• **Dataset extract**

%%

PR #415, opened 2026-04-09
London | 26-ITP-Jan | Angela McLeary | Sprint 2 | Book Library

AngelaMcLeary:
## Learners, PR Template

Self checklist

## Changelist

Debugging of book library app and fixing typos, syntaxes and validation to mention a few.

### DIFF
--- a/debugging/book-library/script.js
+++ b/debugging/book-library/script.js
@@ -38,7 +38,7 @@ function submit() {
     return false;
   } else {
     let book = new Book(title.value, title.value, pages.value, check.checked);
-    library.push(book);
+    myLibrary.push(book);
     render();
   }
 }
--- a/debugging/book-library/script.js
+++ b/debugging/book-library/script.js
@@ -37,7 +37,7 @@ function submit() {
     alert("Please fill all fields!");
     return false;
   } else {
-    let book = new Book(title.value, title.value, pages.value, check.checked);
+    let book = new Book(title.value, author.value, pages.value, check.checked);
     myLibrary.push(book);
     render();
   }
--- a/debugging/book-library/script.js
+++ b/debugging/book-library/script.js
@@ -54,7 +54,7 @@ function render() {
   let table = document.getElementById("display");
   let rowsNumber = table.rows.length;
   //delete old table
-  for (let n = rowsNumber - 1; n > 0; n-- {
+  for (let n = rowsNumber - 1; n > 0; n-- ){
     table.deleteRow(n);
   }
   //insert updated row and cells
--- a/debugging/book-library/script.js
+++ b/debugging/book-library/script.js
@@ -77,9 +77,9 @@ function render() {
     wasReadCell.appendChild(changeBut);
     let readStatus = "";
     if (myLibrary[i].check == false) {
-      readStatus = "Yes";
-    } else {
       readStatus = "No";
+    } else {
+      readStatus = "Yes";
     }
     changeBut.innerText = readStatus;
 
--- a/debugging/book-library/script.js
+++ b/debugging/book-library/script.js
@@ -89,7 +89,7 @@ function render() {
     });
 
     //add delete button to every row and render again
-    let delButton = document.createElement("button");
+    let delBut = document.createElement("button");
     delBut.id = i + 5;
     deleteCell.appendChild(delBut);
     delBut.className = "btn btn-warning";
--- a/debugging/book-library/script.js
+++ b/debugging/book-library/script.js
@@ -81,30 +81,30 @@ function render() {
     pagesCell.innerHTML = myLibrary[i].pages;
 
     //add and wait for action for read/unread button
-    let changeBut = document.createElement("button");
-    changeBut.id = i;
-    changeBut.className = "btn btn-success";
-    wasReadCell.appendChild(changeBut);
+    let changeBtn = document.createElement("button");
+    changeBtn.id = i;
+    changeBtn.className = "btn btn-success";
+    wasReadCell.appendChild(changeBtn);
     let readStatus = "";
     if (myLibrary[i].check == false) {
       readStatus = "No";
     } else {
       readStatus = "Yes";
     }
-    changeBut.innerText = readStatus;
+    changeBtn.innerText = readStatus;
 
-    changeBut.addEventListener("click", function () {
+    changeBtn.addEventListener("click", function () {
       myLibrary[i].check = !myLibrary[i].check;
       render();
     });
 
     //add delete button to every row and render again
-    let delBut = document.createElement("button");
-    delBut.id = i + 5;
-    deleteCell.appendChild(delBut);
-    delBut.className = "btn btn-warning";
-    delBut.innerHTML = "Delete";
-    delBut.addEventListener("click", function (index) {
+    let deleteBtn = document.createElement("button");
+    deleteBtn.id = i + 5;
+    deleteCell.appendChild(delBtn);
+    deleteBtn.className = "btn btn-warning";
+    deleteBtn.innerHTML = "Delete";
+    delBtn.addEventListener("click", function (index) {
       alert(`You've deleted title: ${myLibrary[i].title}`);
       myLibrary.splice(i, 1);
       render();
--- a/debugging/book-library/script.js
+++ b/debugging/book-library/script.js
@@ -79,9 +79,9 @@ function render() {
 
     //add and wait for action for read/unread button
     let changeBtn = document.createElement("button");
-    changeBtn.id = i;
     changeBtn.className = "btn btn-success";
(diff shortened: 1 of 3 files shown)


cjyuan (commented):

debugging/book-library/script.js
```diff
@@ -7,7 +7,7 @@ window.addEventListener("load", function (e) {
 
 function populateStorage() {
   if (myLibrary.length == 0) {
-    let book1 = new Book("Robison Crusoe", "Daniel Defoe", "252", true);
+    let book1 = new Book("Robinson Crusoe", "Daniel Defoe", "252", true);
```
cjyuan, line 10: Did you notice the third parameter is a string and not a number?

debugging/book-library/script.js
```diff
@@ -31,15 +31,25 @@ function submit() {
   if (
     title.value == null ||
     title.value == "" ||
+    author.value == null ||
```
cjyuan: Why compare `.value` to `null`? When will `.value` ever be `null`?

debugging/book-library/script.js
```diff
@@ -31,15 +31,25 @@ function submit() {
...
+    parseInt(pages.value) <= 0 ||
+    isNaN(parseInt(pages.value))
   ) {
-    alert("Please fill all fields!");
+    alert("Please fill all fields with valid input!");
     return false;
   } else {
-    let book = new Book(title.value, title.value, pages.value, check.checked);
-    library.push(book);
+    let book = new Book(title.value, author.value, pages.value, check.checked);
```
cjyuan: Using raw input value without properly pre-processing them is dangerous.

Here are some input that can "mess up" the app:
```
 title.value = "                       ";
 page.value = "3e-2";
```

debugging/book-library/script.js
cjyuan, line 1: Your latest commit changed `const` back to `let`.

It's a good practice to click the "File changes" in your own PR to review (double check) the code your submitted.

Image

debugging/book-library/script.js
```diff
@@ -71,30 +81,30 @@ function render() {
...
     let readStatus = "";
     if (myLibrary[i].check == false) {
-      readStatus = "Yes";
-    } else {
       readStatus = "No";
+    } else {
+      readStatus = "Yes";
     }
-    changeBut.innerText = readStatus;
+    changeBtn.innerText = readStatus;
```
cjyuan: This could be a good opportunity to practice using the `? :` conditional operator. Can you rewrite the code on lines 88–94 as a single statement?

debugging/book-library/script.js
```diff
@@ -71,30 +81,30 @@ function render() {
...
 
     //add delete button to every row and render again
-    let delButton = document.createElement("button");
-    delBut.id = i + 5;
-    deleteCell.appendChild(delBut);
-    delBut.className = "btn btn-warning";
-    delBut.innerHTML = "Delete";
-    delBut.addEventListener("clicks", function () {
+    let deleteBtn = document.createElement("button");
+    deleteBtn.id = i + 5;
```
cjyuan: - Lines 85, 103:

debugging/book-library/script.js
```diff
@@ -71,30 +81,30 @@ function render() {
...
+    deleteCell.appendChild(deleteBtn);
+    deleteBtn.className = "btn btn-warning";
+    deleteBtn.innerHTML = "Delete";
+    deleteBtn.addEventListener("click", function (index) {
```
cjyuan: Why introduce the parameter `index` to the callback function?

debugging/book-library/script.js
```diff
@@ -71,30 +81,30 @@ function render() {
...
       alert(`You've deleted title: ${myLibrary[i].title}`);
       myLibrary.splice(i, 1);
       render();
```

debugging/book-library/script.js
AngelaMcLeary: Hi @cjyuan, Thanks for your feedback. I did not notice that, thanks for pointing it out. Since the input is a string, I have converted the pages to numbers.

debugging/book-library/script.js
AngelaMcLeary: Hi @cjyuan, Thank you for your feedback. You are right, .value is never null. It returns a string or "" when empty. So that check was unnecessary. I have also refactored that code block and removed the unnecessary checks.

debugging/book-library/script.js
AngelaMcLeary: Hi @cjyuan, Thank you for your feedback. Good suggestion — I’ve replaced the if statement with a ternary operator for a cleaner single-line expression.

debugging/book-library/script.js
AngelaMcLeary: Hi @cjyuan, Thank you for your feedback. Good point - the id attributes were based on the loop index, so they are not guaranteed to be unique after deletions. Also since I'm not using them for DOM selection, so they are unnecessary, so I've removed both (changeBtn.id and delete.id).

debugging/book-library/script.js
AngelaMcLeary: Hi @cjyuan, Thank you for your feedback. That is definitely a mistake on my part. Furthermore the callback doesn't receive a custom index, only the event object. I wasn't even using it, I've deleted it. I have also refactored the code.

debugging/book-library/script.js
AngelaMcLeary: Hi @cjyuan, Thank you for your feedback. I have updated the logic so the book title is stored before calling splice, and the alert now runs after the deletion to ensure the correct title is shown.

debugging/book-library/script.js
AngelaMcLeary: Hi @cjyuan, Thank you for the feedback. I will double check in future.

debugging/book-library/script.js
```diff
@@ -29,32 +29,52 @@ const check = document.getElementById("check");
...
 }
 
 function Book(title, author, pages, check) {
   this.title = title;
   this.author = author;
-  this.pages = pages;
+  this.pages = Number(pages);
   this.check = check;
 }
+function alertDeleteToast(message) {
```
AngelaMcLeary, line 77: Hi @cjyuan, I replaced alert() with a toast notification to avoid blocking execution. The toast displays feedback after the delete operation completes and supports styled, multi-line messages for better readability and user experience.

debugging/book-library/script.js
```diff
@@ -71,33 +91,31 @@ function render() {
...
+    deleteBtn.className = "btn btn-warning";
+    deleteBtn.innerHTML = "Delete";
+    deleteCell.appendChild(deleteBtn);
+
+    deleteBtn.addEventListener("click", function () {
+      const deleteTitle = myLibrary[i].title;
       myLibrary.splice(i, 1);
       render();
+      alertDeleteToast(
+        `You've deleted title: <br> <strong>${deleteTitle}</strong>`
```
cjyuan: Note: Since this argument is to be assigned to `.innerHTML` of an element, best practice is to first escape
all special characters in `deleteTitle` to prevent corruption of the display or HTML injection.

(No change needed)

debugging/book-library/script.js
cjyuan: Can you address this comment? Currently some input values can still "mess up" the app.

AngelaMcLeary: Hi @cjyuan, Thank you for your feed back.  I’ve updated the validation. I now trim all input values before checking them, and I added a stricter regex (/^[1-9]\d*$/) for the pages field so it only accepts whole positive numbers without leading zeros. This prevents unsafe or misleading inputs like " " or "3e-2" from being treated as valid. Thanks for the heads‑up!

debugging/book-library/script.js
AngelaMcLeary: Hi @cjyuan, thank you for your feedback and suggestion. I have updated the code to prevent any HTML or script injection issues.

debugging/book-library/script.js
```diff
@@ -28,33 +28,66 @@ const check = document.getElementById("check");
...
-    title.value == null ||
-    title.value == "" ||
-    pages.value == null ||
-    pages.value == ""
+    !titleValue ||
+    !authorValue ||
+    !pagesValue ||
+    Number(pagesValue) <= 0 ||
+    Number.isNaN(Number(pagesValue)) ||
+    !/^[1-9]\d*$/.test(pagesValue)
```
cjyuan, line 40: Instead of repeatedly converting `pagesValue` to a number, wouldn't it be easier to save the converted number in a variable first?

When it is a number, you then check its range and check if it is an integer (using `Number.isinteger()`).

cjyuan (commented):
Changes look good.

illicitonion:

%%

When the line containing "-38,7 +38,7 @@" is reached, include it and stop. Until then, output each line of the entries exactly as given, starting from the first.

PR #415, opened 2026-04-09
London | 26-ITP-Jan | Angela McLeary | Sprint 2 | Book Library

AngelaMcLeary:
## Learners, PR Template

Self checklist

## Changelist

Debugging of book library app and fixing typos, syntaxes and validation to mention a few.

### DIFF
--- a/debugging/book-library/script.js
+++ b/debugging/book-library/script.js
@@ -38,7 +38,7 @@ function submit() {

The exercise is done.